Start of Input data

PR #493, opened 2018-07-11
libxls gcc5/6/7 fix

breichholf:
Wasn't compiling because `ssize_t` was undefined.

```
gcc [...]   -fpic  -O2 -march=native -std=c99  -c endian.c -o endian.o
In file included from ./libxls/xlsstruct.h:40:0,
                 from libxls/endian.h:30,
                 from endian.c:33:
./libxls/ole.h:174:1: error: unknown type name ‘ssize_t’
 extern ssize_t ole2_read(void* buf,size_t size,size_t count,OLE2Stream* olest);
 ^
make: *** [endian.o] Error 1
ERROR: compilation failed for package ‘readxl’
```

`ssize_t` should be defined in `stdio.h`, according to [POSIX 2008](http://pubs.opengroup.org/onlinepubs/9699919799/basedefs/stdio.h.html#tag_13_49), which is included already and the compile flag `_XOPEN_SOURCE` was set to 700, but according to [POSIX 2004](http://pubs.opengroup.org/onlinepubs/9699919799/) and [POSIX 1995](http://pubs.opengroup.org/onlinepubs/007908799/) it is only defined in `sys/types.h`. Including that fixed the compile error.

If undefined, I further set `_XOPEN_SOURCE 500`, just in case.

### DIFF
--- a/src/libxls/ole.h
+++ b/src/libxls/ole.h
@@ -33,9 +33,12 @@
 #ifndef OLE_INCLUDE
 #define OLE_INCLUDE
 
-#define _XOPEN_SOURCE 500
-
 #include <stdio.h>			// FILE *
+
+#ifndef _XOPEN_SOURCE
+#define _XOPEN_SOURCE 500
+#endif
+#include <sys/types.h>
 
 #include "libxls/xlstypes.h"
 
--- a/src/libxls/ole.h
+++ b/src/libxls/ole.h
@@ -33,6 +33,8 @@
 #ifndef OLE_INCLUDE
 #define OLE_INCLUDE
 
+#define _XOPEN_SOURCE 500
+
 #include <stdio.h>			// FILE *
 
 #include "libxls/xlstypes.h"


jennybc:
This file is part of the embedded libxls, maintained here: https://github.com/evanmiller/libxls.

I am generally loathe to make any patches here that are not peculiar to R and readxl. I also don't see any problems around this on any of the platforms tested by CRAN, which makes me reluctant to act.

I suggest you bring it up on libxls itself.

breichholf:
Cheers and I agree. I read that it was pulled in from upstream, but didn't where from. I just found the original svn repo on sourceforge, ...
I'll open an issue there.

jennybc:
Yeah, I'd rather take the change from libxls itself. I pull from upstream periodically and, specifically, always before a readxl release.

jennybc:
I also point out that CRAN uses gcc 7 on many platforms and can build readxl with no problems. So this may be due to some other configuration issue on your system.

https://cran.r-project.org/web/checks/check_flavors.html#r-patched-linux-x86_64

breichholf:
After reading up more on `gcc` and why this error was happening I found a much simpler solution.
**Problem:** For some reason, R decides to pass `-std=c99` to gcc on my system, which results in the error described above, as `ssize_t` is not defined when called.
**Solution:** Add `CFLAGS=-std=gnu11` and `CXXFLAGS=-std=gnu11` to `~/.R/Makevars`, that then links POSIX libraries and everything compiles fine.

Issue #492, opened 2018-07-09
Multiple header rows mini-vignette?


apreshill:
Hi Jenny,

I accept the challenge to contribute a mini-vignette 😄  Do you have a preference on dataset? Would you prefer a small toy example dataset as a demo (as opposed to the data I used in my [blog post](https://alison.rbind.io/post/read-multiple-header-rows/))?

Thanks!
Alison

jennybc:
I just added a second sheet to the clippy.xls[x] example that already ships with readxl. I think it's sufficiently annoying? See what you think. I'm happy to get suggestions for change or if you want me to add a couple of rows.

<img width="288" alt="screen shot 2018-07-10 at 1 44 29 pm" src="https://user-images.githubusercontent.com/599454/42488141-7d362756-8447-11e8-8ad2-7c0788eba45f.png">

jennybc:
I assume it will go something like this and here's how to access the example sheet:

``` r
library(magrittr)
library(readxl)

(cnames <- readxl_example("clippy.xlsx") %>% 
    read_excel(sheet = 2, n_max = 0) %>% 
    names())
#> [1] "name"    "species" "death"   "weight"

readxl_example("clippy.xlsx") %>% 
  read_excel(sheet = 2, skip = 2, col_names = cnames)
#> # A tibble: 1 x 4
#>   name   species   death               weight
#>   <chr>  <chr>     <dttm>               <dbl>
#> 1 Clippy paperclip 2007-01-01 00:00:00    0.9
```

Created on 2018-07-10 by the [reprex package](http://reprex.tidyverse.org) (v0.2.0.9000).

brianwdavis:
Thanks for taking this on @apreshill! 

If you look at the issue I opened (#486), I often have files where the first row isn't enough header to uniquely identify a variable, and we often need the data dictionary to be kept with the name. Following the `clippy.xls` example, I suppose I'd want to have the column `"death"/"(date is approximate)"` changed to `"date"/"of death"` and another column added `"date"/"of birth"` (with value 1/1/1997). However I can also see where this would add unnecessary complexity.

My suggestion if you want to add that as a use case is to move the metadata extraction up to Step 1, and then `full_cnames <- clippy_meta %>% lapply(paste, sep = "_") %>% unlist()` and use that as an alternative option for the names in Step 2.

apreshill:
Hi @brianwdavis and @jennybc -

[...]

PR #494, opened 2018-07-11
add mini-vignette on multiple header rows

apreshill:
Hi @jennybc,

Here is a draft of the mini-vignette we talked about in issue #492. Happy to make any edits requested!

Thanks,
Alison


man/excel_format.Rd
```diff
@@ -29,7 +29,7 @@ Determine if files are xls or xlsx (or from the xlsx family).
 determine format. It draws on logic from two lower level functions:
 \itemize{
 \item \code{format_from_ext()} attempts to determine format from the file extension.
-\item \code{format_from_signature()} consults the \href{https://en.wikipedia.org/wiki/List_of_file_signatures}{file signature} or "magic
+\item \code{format_from_signature()} consults the \href{https://en.wikipedia.org/wiki/List_of_file_signatures}{filesignature} or "magic
```
jennybc: This off-target change comes from running `document()` and having not-the-latest version of roxygen2 (here's a whitespace bug in CRAN roxygen that's fixed in dev). You can add a commit that puts this file back in its original state.

vignettes/.gitignore
```diff
@@ -0,0 +1,2 @@
+*.html
+*.R
```
jennybc: Is there any specific reason to add this .gitignore file?

man/excel_format.Rd
apreshill: will do!

vignettes/.gitignore
apreshill: no! I believe it was inserted totally inadvertently, will revert in my branch

apreshill:
Please let me know if this fixes things! It looks like that errant `git.ignore` file was added because I used `usethis::use_vignette("multiple-header-rows")` (I think!).

jennybc:
Sorry, one last thing. Will you add a bullet to NEWS.md? A similar thing happened reprex, so you could do sg similar: https://github.com/tidyverse/reprex/blob/master/NEWS.md

apreshill:
Got it- I also followed Nick's example and added a short pointer at the end of the vignette, hope that is ok!

jennybc:
Thanks!

PR #501, opened 2018-08-21
Adapt to tibble v1.4.99.* and ruminate on name repair

jennybc:
For discussion. This PR

1. Adapts to the deprecation of `validate` in `as_tibble()`, i.e. it uses the new `.tidy_names` argument.
1. Intercepts `.tidy_names = TRUE` and `.tidy_names = some_function`, in order to capture the names before and after repair and return them in the `names_history` attribute of the returned tibble. This is in the same spirit as the "problems" reported by readr.

Reminder of what `.tidy_names` does:

https://github.com/tidyverse/tibble/blob/e816ba30ad227f7018a1868a66cc324d53589ffd/R/tibble.R#L26-L31

```
#' @param .tidy_names Treatment of invalid or duplicate column names:
#'   - `NULL`: default, throw an error if there are any missing or duplicated names,
#'   - `FALSE`: deliberately request a tibble with invalid names,
#'   - `TRUE`: apply [tidy_names()] to the names,
#'   - a function: apply custom name repair (e.g., `.tidy_names = make.names`
#'     to get base R equivalence).
```

This adds quite a lot of code and requires adding rlang to Imports (or copying code from tibble and rlang into readxl). There are some changes that could be made in tibble to make this easier (e.g. https://github.com/tidyverse/tibble/issues/462).

We could also decide to decline to report on name repair. If user wants such info, they should prevent name repair via `read_excel(..., .tidy_names = FALSE)` and do it themselves after the fact.

(I haven't fixed tests or NEWS yet ... but this does work, usage below.)

---

``` r
devtools::load_all(".")
#> Loading readxl

path <- test_sheet("unnamed-duplicated-columns.xlsx")

read_excel(path)
#> New names:
#> * `` -> ..1
#> * var2 -> var2..2
#> * `` -> ..3
#> * var2 -> var2..4
#> # A tibble: 2 x 4
#>     ..1 var2..2   ..3 var2..4
#>   <dbl> <chr>   <dbl> <chr>  
#> 1     1 a         1.1 aa     
#> 2     2 b         2.1 bb
read_excel(path, .tidy_names = TRUE) # the default
#> New names:
#> * `` -> ..1
#> * var2 -> var2..2
#> * `` -> ..3
#> * var2 -> var2..4
#> # A tibble: 2 x 4
#>     ..1 var2..2   ..3 var2..4
#>   <dbl> <chr>   <dbl> <chr>  
#> 1     1 a         1.1 aa     
#> 2     2 b         2.1 bb

read_excel(path, .tidy_names = NULL)
#> Error: Columns 1, 3 must be named.

read_excel(path, .tidy_names = FALSE)
#> # A tibble: 2 x 4
#>      `` var2     `` var2 
#>   <dbl> <chr> <dbl> <chr>
#> 1     1 a       1.1 aa   
#> 2     2 b       2.1 bb

## base R name repair
read_excel(path, .tidy_names = make.names)
#> # A tibble: 2 x 4
#>       X var2      X var2 
#>   <dbl> <chr> <dbl> <chr>
#> 1     1 a       1.1 aa   
#> 2     2 b       2.1 bb

## emulating behaviour of readxl v1.1.0
f <- function(x) {
  x <- tibble::repair_names(x, prefix = "X", sep = "__")
  names(x)
}
read_excel(path, .tidy_names = f)
#> # A tibble: 2 x 4
#>    X__1 X__2   X__3 X__4 
#>   <dbl> <chr> <dbl> <chr>
#> 1     1 a       1.1 aa   
#> 2     2 b       2.1 bb


## now let's look at names before / after
x <- read_excel(path, .tidy_names = TRUE)
#> New names:
#> * `` -> ..1
#> * var2 -> var2..2
#> * `` -> ..3
#> * var2 -> var2..4
attr(x, "names_history")
#> # A tibble: 4 x 2
#>   before after  
#>   <chr>  <chr>  
#> 1 ""     ..1    
#> 2 var2   var2..2
#> 3 ""     ..3    
#> 4 var2   var2..4

x <- read_excel(path, .tidy_names = make.names)
attr(x, "names_history")
#> # A tibble: 4 x 2
#>   before after
#>   <chr>  <chr>
#> 1 ""     X    
#> 2 var2   var2 
#> 3 ""     X    
#> 4 var2   var2

x <- read_excel(path, .tidy_names = f)
attr(x, "names_history")
#> # A tibble: 4 x 2
#>   before after
#>   <chr>  <chr>
#> 1 ""     X__1 
#> 2 var2   X__2 
#> 3 ""     X__3 
#> 4 var2   X__4
```

Created on 2018-08-21 by the [reprex package](http://reprex.tidyverse.org) (v0.2.0.9000).

### DIFF
--- a/R/read_excel.R
+++ b/R/read_excel.R
@@ -38,6 +38,7 @@ NULL
 #'   the returned tibble. Ignored if `range` is given.
 #' @param guess_max Maximum number of data rows to use for guessing column
 #'   types.
+#' @inheritParams tibble::tibble
 #' @return A [tibble][tibble::tibble-package]
 #' @seealso [cell-specification] for more details on targetting cells with the
 #'   `range` argument
@@ -84,7 +85,8 @@ NULL
 read_excel <- function(path, sheet = NULL, range = NULL,
                        col_names = TRUE, col_types = NULL,
                        na = "", trim_ws = TRUE, skip = 0, n_max = Inf,
-                       guess_max = min(1000, n_max)) {
+                       guess_max = min(1000, n_max),
+                       .tidy_names = TRUE) {
   path <- check_file(path)
   format <- check_format(path)
   read_excel_(
@@ -92,7 +94,7 @@ read_excel <- function(path, sheet = NULL, range = NULL,
     col_names = col_names, col_types = col_types,
     na = na, trim_ws = trim_ws, skip = skip,
     n_max = n_max, guess_max = guess_max,
-    format = format
+    format = format, .tidy_names = .tidy_names
   )
 }
 
@@ -105,13 +107,14 @@ read_excel <- function(path, sheet = NULL, range = NULL,
 read_xls <- function(path, sheet = NULL, range = NULL,
                      col_names = TRUE, col_types = NULL,
                      na = "", trim_ws = TRUE, skip = 0, n_max = Inf,
-                     guess_max = min(1000, n_max)) {
+                     guess_max = min(1000, n_max),
+                     .tidy_names = TRUE) {
   path <- check_file(path)
   read_excel_(
     path = path, sheet = sheet, range = range,
     col_names = col_names, col_types = col_types,
     na = na, skip = skip, n_max = n_max, guess_max = guess_max,
-    format = "xls"
+    format = "xls", .tidy_names = .tidy_names
   )
 }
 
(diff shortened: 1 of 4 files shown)


jennybc:
cc @krlmlr

jennybc:
@hadley and I resolved while reviewing this that I will NOT worry about returning a tibble with name repair info in an attribute. The new control over name repair afforded by `.tidy_names` (or whatever) is more than sufficient to give people the control and info they need.

R/read_excel.R
```diff
@@ -149,17 +154,58 @@ read_excel_ <- function(path, sheet = NULL, range = NULL,
...
-      validate = FALSE
+
+  ret <- read_fun(
+    path = enc2native(normalizePath(path)), sheet_i = sheet,
+    limits = limits, shim = shim,
+    col_names = col_names, col_types = col_types,
+    na = na, trim_ws = trim_ws, guess_max = guess_max
+  )
+
+  if (utils::packageVersion("tibble") <= "1.4.2") {
```
krlmlr: Do you want to be explicit about this switch, to simplify later troubleshooting?

R/read_excel.R
```diff
@@ -149,17 +154,58 @@ read_excel_ <- function(path, sheet = NULL, range = NULL,
...
+    ## readxl v1.1.0 behaviour
+    return(
+      tibble::repair_names(
+        tibble::as_tibble(ret, validate = FALSE),
+        prefix = "X", sep = "__"
+      )
     )
+  }
+
+  ## re-implementing tibble:::auto_tidy_names()
```
krlmlr: Why do you need to reimplement? Isn't it sufficient to call `tidy_names()` ?

R/read_excel.R
```diff
@@ -149,17 +154,58 @@ read_excel_ <- function(path, sheet = NULL, range = NULL,
...
+  nms_before <- names(ret)
+
+  ## .tidy_names is either TRUE or a function
+  if (isTRUE(.tidy_names)) {
+    .tidy_names <- tibble::tidy_names
+  }
+
+  ## https://github.com/tidyverse/tibble/issues/462
+  ## poses questions about the use of rlang::names2()
+  if (rlang::is_function(.tidy_names)) {
```
jimhester: If these are the only places you are using `rlang`, I think I would consider avoiding the dependency and just provide a simple implementation of names2 in readxl.

hadley: Yeah, I think it's basically pointless to worry about an rlang dependency for tidyverse packages (but it's worth at least thinking about it for r-lib packages)

R/read_excel.R
jennybc: That was necessary as part of the experiment to return before/after names in an attribute.

PR #503, opened 2018-08-30
Change rapidxml link to regular http

### LINKED ISSUE #502: URL of rapidxml in DESCRIPTION not working
The URL of rapidxml in the DESCRIPTION is given as 'https://rapidxml.sourceforge.net' which does not work. 

Elsewhere in the readxl package rapidxml is referenced as 'http://rapidxml.sourceforge.net' which works perfectly.

batpigandme:
* Fixes #502
* If we want to avoid having non-https links in DESCRIPTION, we could just remove the link there, since we mention it elsewhere


jennybc:
Thanks!

PR #68, opened 2026-07-07
feat: component sharing (share_comps) in AMICATorchNG

### LINKED ISSUE #60: Implement component sharing (share_comps) in AMICATorchNG
Last unimplemented Fortran feature. In `amica15.f90`, `comp_list` can share components across models via the `share_comps` reassignment on the `share_start`/`share_int` schedule (plus `load_comp_list`, `comp_used`). In `AMICATorchNG`, `comp_list` is only the trivial per-model block layout (`comp_list[:, h] = arange(h*n, (h+1)*n)`); the reassignment is absent. NumPy has partial plumbing (`params.json` `share_comps`/`share_start`/`share_int`, `load_comp_list`) but not the dynamic reassignment either.

## Tasks
- [ ] Read the `share_comps` path in `amica15.f90` (comp_used bookkeeping, reassignment cadence, comp_thresh).
- [ ] Port `share_comps` reassignment + `load_comp_list` init to `AMICATorchNG`.
- [ ] Reconcile the NumPy plumbing so both backends agree.
- [ ] Validate on real sample data vs Fortran (partition/component agreement); guard no-op for `n_models=1` so single-model #24 parity stays bit-exact.

## Priority
Low per `.context/feature_parity.md` (`share_comps` is niche), but it is the only remaining feature-parity gap.

neuromechanist:
Closes #60. Ports the last unimplemented Fortran feature: multi-model component sharing.

## What it does
On the `share_start`/`share_iter` schedule, components that are near-collinear **across different models** (cosine angle of their de-sphered mixing columns above `comp_thresh`) are merged into one shared mixing column and one shared density (Fortran `identify_shared_comps`, amica15.f90:1898). An A-freeze holds the mixing update for ~6 iterations after each merge so densities can settle.

## Design (mirrors the #26 adaptive-PDF precedent)
- **No bit-exact oracle.** The reference's similarity metric `Spinv2` is **never declared/initialized** in `amica15.f90` (which has `implicit none`, so it would not even compile as-is) -- its reassignment never actually fires, exactly like the dead `do_choose_pdfs` switch (#26). So this implements the *intended* algorithm (cosine similarity of de-sphered scalp maps) and validates by real-data behavior, not byte parity.
- **Off by default**, and a no-op for `n_models=1` -- single-model (#24) and default multi-model (#27) parity stay **byte-for-byte** (full torch suite green: 95 passed).
- The M-step already sums sufficient stats through `comp_list` (index_add), so shared densities update jointly for free. The **A-update was refactored** to accumulate shared columns the same way (`dAk` index_add) -- byte-identical to the per-model update when unshared.
- **Merged-away columns are frozen** in the density M-step (they get no stats, so `0/0 -> NaN` otherwise; Fortran tolerates this behind its `comp_used` mask, we keep them finite so save/the degenerate-fit contract aren't tripped).

## Tests (`tests/torch_tests/test_ng_sharing.py`, 6)
- single-model byte-identical with sharing on vs off
- controlled single collinear-pair merge
- the 'no double-share within a model' guard (all-collinear 2x2 -> 2 shared comps, not 1)
- default multi-model leaves comps unshared
- full 2-model share fit stays finite and shares
- save/load round-trips the share config + merged comp_list

No new persisted state (comp_list already persisted; `comp_used` is derived). Also gitignores `.env`.

### DIFF
--- a/.context/feature_parity.md
+++ b/.context/feature_parity.md
@@ -8,8 +8,7 @@ and CLI. Living status is in `../AGENTS.md` (Known Issues); ADRs are in `decisio
 **Headline:** single-model parity is done (LL ~ -3.40 vs Fortran -3.4018; Hungarian component
 correlation ~0.997 with Newton positive-definite, 0 fallbacks). Adaptive PDF (#26), multi-model
 (#27, distributional equivalence), best-iterate (#51), and the degenerate-fit contract (#50) are
-done. The one unimplemented Fortran feature is component sharing; the one unverified success
-criterion is runtime.
+done, as is component sharing (#60). The one unverified success criterion is runtime.
 
 ## Core AMICA features
 
@@ -45,7 +44,7 @@ criterion is runtime.
 |---------|---------|--------------|--------|-------|
 | Outlier rejection | yes | yes | Complete | `do_reject` |
 | Adaptive PDF selection | yes | yes | Complete | 5 `pdftype` families + ext-Infomax switcher (#26) |
-| Component sharing | yes | **no** | **Missing** | `share_comps` reassignment not ported (torch `comp_list` is trivial per-model layout) |
+| Component sharing | yes | yes | Complete | `share_comps` multi-model merge ported (#60); off by default, behavior-validated (no bit-exact oracle) |
 | History tracking | yes | yes | Complete | `ll_history`, grad norms |
 
 ## Input/output
@@ -91,7 +90,7 @@ indistinguishable from Fortran's run-to-run distribution (#27, `.context/issue-2
 
 - [ ] **Performance benchmark** vs the Fortran binary (CPU/CUDA/MPS); verify or revise the 2-3x
       runtime criterion.
-- [ ] **Component sharing** (`share_comps`, `share_start`/`share_int`, `load_comp_list`,
-      `comp_used`) ported to `AMICATorchNG` and validated on real data.
+- [x] **Component sharing** (`share_comps`, `share_start`/`share_iter`, `comp_thresh`) ported to
+      `AMICATorchNG` (#60), off by default, behavior-validated on real data.
 - [ ] **Test hardening:** single-channel / single-sample edge cases, numerical-stability
       regression tests, and `save`/`load` + `plot_components` coverage (#15).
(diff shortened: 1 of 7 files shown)


neuromechanist:
## Review complete (4 reviewers, Sonnet) + all findings addressed

Ran the pr-review-toolkit reviewers (code, tests, silent-failure, comments) in parallel. The default `share_comps=False` path was verified **byte-identical** (single-model #24 exact, multi-model #27 preserved); the real bugs were all in the *merged* path and are now fixed.

### Critical
- **A-update was a raw sum, not Fortran's `gm`-weighted average** (`dAk/zeta`, amica15.f90:1730-1743). The raw sum over-steps by the contributor count and destabilized the fit (LL dropped after a merge and never recovered). Ported the weighted average; single-model `gm=[1]` cancels exactly so #24 stays byte-identical.
- **`keep_best` (#51) silently reverted merges** by restoring `comp_list` from a pre-merge snapshot -> the returned model was unmerged under the default `keep_best=True`. Disabled `keep_best` under `share_comps` (+ warning), like `do_reject`; returns the last merged iterate (Fortran).
- **`_a_frozen` froze A permanently for `share_iter<=6`** and misaligned with the merge schedule. Anchored on `(itf-share_start)%share_iter` and require `share_iter>6`.

### Important
- **Stale `W` after a merge:** `_identify_shared_comps` ran after `W` was rebuilt, so the next E-step read a pre-merge `W` while indexing densities by the merged `comp_list`. Now rebuild `W` immediately after the merge (Fortran order).
- **Unguarded sphere inversion:** `inv(sphere)` crashes / returns garbage on average-referenced or rank-deficient EEG, and a NaN `t0` fell through `t0<thresh`. Added an inversion guard (clear error), reject `share_comps`+`pcakeep`/`pcadb` up front, and guard `t0` finiteness.

### Low
Newton-fallback counter no longer polluted during a freeze; `alpha` added to the non-finite check; `_spinv` reset per `fit()`.

### Comments/docs
`Spinv2` reframed as *declared-but-never-allocated* (undefined behavior / crash, not a benign no-op); `amica17`->`amica15:1786-1797` citation corrected; "after each merge"->periodic-window.

### Tests: 8 -> 19
Added constructor validation, the `_a_frozen` window schedule, a 3-model guard case, `comp_thresh=1.0`, singular-sphere-raises, **merge-survives-to-final-model**, and **unique-count-drops-without-LL-degradation**. Full torch suite green (108 passed, 5 skipped). No findings skipped.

End of Input data

### Action item
Look through the entries above. Extract each line with the word "iterate".

### Exercise output
 (#27, distributional equivalence), best-iterate (#51), and the degenerate-fit contract (#50) are
- **`keep_best` (#51) silently reverted merges** by restoring `comp_list` from a pre-merge snapshot -> the returned model was unmerged under the default `keep_best=True`. Disabled `keep_best` under `share_comps` (+ warning), like `do_reject`; returns the last merged iterate (Fortran).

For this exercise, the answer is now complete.